PR #332, opened 2019-02-18
Make mentions of lowercasing refer to a general section of the docs.

webmat:
The goal here is that the descriptions make sense no matter where they're seen (e.g. Kibana tooltip, as much as in the actual docs).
===
Leaving every word in place, retype all of the listing.

### Task output
PR #332, opened 2019-02-18
Make mentions of lowercasing refer to a general section of the docs.

webmat:
The goal here is that the descriptions make sense no matter where they're seen (e.g. Kibana tooltip, as much as in the actual docs).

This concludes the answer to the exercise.